The Prison Visits Booking uses process metrics to determine how well each prison is doing in terms of time it takes to process a booking. There’s a longer back story behind this which I’d be happy to share over a pint, but for the purpose of this short write-up, let’s just say it’s a form-to-email system, that submits directly to a mailbox within a prison.
Given that we had a system in place to submit visit requests, it was only reasonable to have a system in place that would let us track how long it takes to process a visit - this could be used for a number of things - including identifying establishments with problems of various kinds, which can then be followed up on.
We needed a reasonably good metric to determine how well prisons were doing, and it was pretty clear that an average time would not cut it. This was due to all usual problems with averages - they’re independent of the distribution of the data, and do not provide useful information other metrics can.
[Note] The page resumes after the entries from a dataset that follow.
PR #10709, opened 2026-06-25
qml: improve InvoiceDialog when launching from URI

f321x:
When launching the Electrum Android app from another app through an URI there were two UX issues with the `InvoiceDialog`:
1. The fiat exchange rate would not be shown as it is unavailable directly after start and didn't automatically update once it became available.
2. The dialog says `Insufficient balance` at the top while channels are still reestablishing, this is a bit confusing, it now tells the user that we are still connecting to the lightning peers instead.


accumulator:
LGTM, thanks

PR #10711, opened 2026-06-26
qt: prevent setting locktime on channel funding tx

f321x:
Prevents the user from manually modifying the locktime of a lightning channel funding transaction.
This seems like a potential footgun without much practical use.


electrum/gui/qt/confirm_tx_dialog.py
```diff
@@ -590,7 +591,7 @@ def set_fee_edit_visible(self):
             w.show()
 
     def set_locktime_visible(self):
-        b = self.config.GUI_QT_TX_EDITOR_SHOW_LOCKTIME
+        b = self.config.GUI_QT_TX_EDITOR_SHOW_LOCKTIME and self.context != TxEditorContext.CHANNEL_FUNDING
```
SomberNight, line 594: Oooh nice, I did not remember this context concept!

Issue #10688, opened 2026-06-05
QML "hidden wallet" feature


SomberNight:
It would be neat if there was a feature in the qml gui where a wallet could be marked as hidden: it would not show up in the list of wallets but it could still be opened somehow. For example, maybe a user could have a watch-only wallet for their cold storage, on their phone, as a hidden wallet.

---

There are several UI/UX questions that arise:
1. how to mark/unmark a wallet as hidden
2. how to open a hidden wallet
    - we could repurpose the wizard: user clicks "Create Wallet" and on the "New Wallet" screen, they enter a "Wallet name"
      - we already check if the name is available and only enable the "Next" button if it is
      - if the user sets the name to the name of an existing hidden wallet, we enable the "Next" button, and clicking it opens it
3. what to do if the last wallet used when the app is cold-started is a hidden wallet? (`config.CURRENT_WALLET`)
    - I guess we should not auto-open it
    - maybe prevent the situation from happening in the first place by not setting `config.CURRENT_WALLET` to a hidden wallet?

---

In the past I had considered question (1) to be the most problematic (especially the "unmark" from hidden part).
But now I just realised we have it already implemented!!! It is already there!
@f321x implemented renaming wallet files in https://github.com/spesmilo/electrum/pull/10573, and this interacts with the little-known feature where if your wallet file name starts with a `.`, it won't get listed, lol.
So if you prepend the dot, you mark it as hidden;  if you remove the dot, you unmark it.

So now only question (2) needs to be handled and implemented (and (3), but that's probably easy) :D

Alternatively, we should probably disallow prepending dots to wallet file names as users will not be able to open those wallets, but that would just be lame.

ZenulAbidin:
If a person knows the Electrum wallet directory (`~/.electrum/wallets`), then all the wallet files are visible there, and hiding won't really offer much.

I guess it can be hidden from the Recent Wallets list, but I'd think it would be better to just have a Clear Recent button in that case.

ecdsa:
@ZenulAbidin this issue is about QML, the Android GUI

SomberNight:
done in https://github.com/spesmilo/electrum/pull/10741

PR #10715, opened 2026-06-29
qml: disallow wallet names starting with '.'

f321x:
Prevent qml users from creating or renaming wallet files starting with a `.` as those files are not listed in the wallet list, making it impossible to access the wallet.
Later we could allow this again and implement opening such a "hidden" wallet file e.g. through the wizard.

Related https://github.com/spesmilo/electrum/issues/10688


SomberNight (approved):
Looks good.

later, we should add the "hidden wallet" feature :)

While I was an intern at Google, we’ve used 99-th, 99.95 and 99.98 percentiles for request processing times and benchmark our performance based on those metrics. Given the amount of data we had, this was very useful - we’d have a figure describing the processing time for most requests, ignoring a small number of outliers that could have surfaced due to deployment delays, caches not being warmed, data being moved from/to virtual memory, etc.
It only made sense to use a similar approach here.
Given that we already had processing times for each visit, we could easily generate a summary of this using PostgreSQL. First, we need to retrieve a list of all visit for a particular establishment which would yield a table similar to the one below:
> SELECT prison_name, end_to_end_time
FROM visit_metrics_entries
WHERE prison_name = 'Alcatraz'
AND end_to_end_time IS NOT NULL;
prison_name | end_to_end_time
-------------+-----------------
Alcatraz | 284
Alcatraz | 301
Alcatraz | 321
Alcatraz | 321
Alcatraz | 342
Alcatraz | 389
Alcatraz | 434
Let us add another column which would indicate a cumulative percentile ranking for each row.
> SELECT prison_name, end_to_end_time, cume_dist()
OVER (ORDER BY end_to_end_time)
FROM visit_metrics_entries
WHERE prison_name = 'Alcatraz'
AND end_to_end_time IS NOT NULL
prison_name | end_to_end_time | cume_dist
-------------+-----------------+---------------------
Alcatraz | 284 | 0.00268817204301075
Alcatraz | 301 | 0.00537634408602151
Alcatraz | 321 | 0.010752688172043
Alcatraz | 321 | 0.010752688172043
Alcatraz | 342 | 0.0134408602150538
Alcatraz | 389 | 0.0161290322580645
Alcatraz | 434 | 0.0188172043010753
Since we’re interested in the 95-th percentile, let us limit ourselves solely to rows which have cume_dist >= 0.95
. For this to happen, we need to issue a subquery:
> SELECT prison_name, end_to_end_time, cume_dist FROM (
SELECT prison_name, end_to_end_time, cume_dist()
OVER (ORDER BY end_to_end_time)
FROM visit_metrics_entries
WHERE prison_name = 'Alcatraz'
AND end_to_end_time IS NOT NULL
) AS foo WHERE cume_dist >= 0.95 LIMIT 1
prison_name | end_to_end_time | cume_dist
-------------+-----------------+-------------------
Alcatraz | 214916 | 0.951612903225806
Need to plot frequency histograms over a set of values? Postgres will do that for you as well - try this:
> SELECT width_bucket(end_to_end_time, 0, 604800, 20), COUNT(*)
FROM visit_metrics_entries
WHERE end_to_end_time IS NOT NULL
AND prison_name = 'Alcatraz'
GROUP BY width_bucket
width_bucket | count
--------------+-------
1 | 30
2 | 11
3 | 21
4 | 12
5 | 11
6 | 88
7 | 51
8 | 56
9 | 80
10 | 11
11 | 23
12 | 44
13 | 23
14 | 76
15 | 52
16 | 2
17 | 42
18 | 10
19 | 4
20 | 22
21 | 280
This will generate 20 buckets with lower bound being 0 and upper being 604800 (1-indexed!). Turning this into a graph is very easy to do.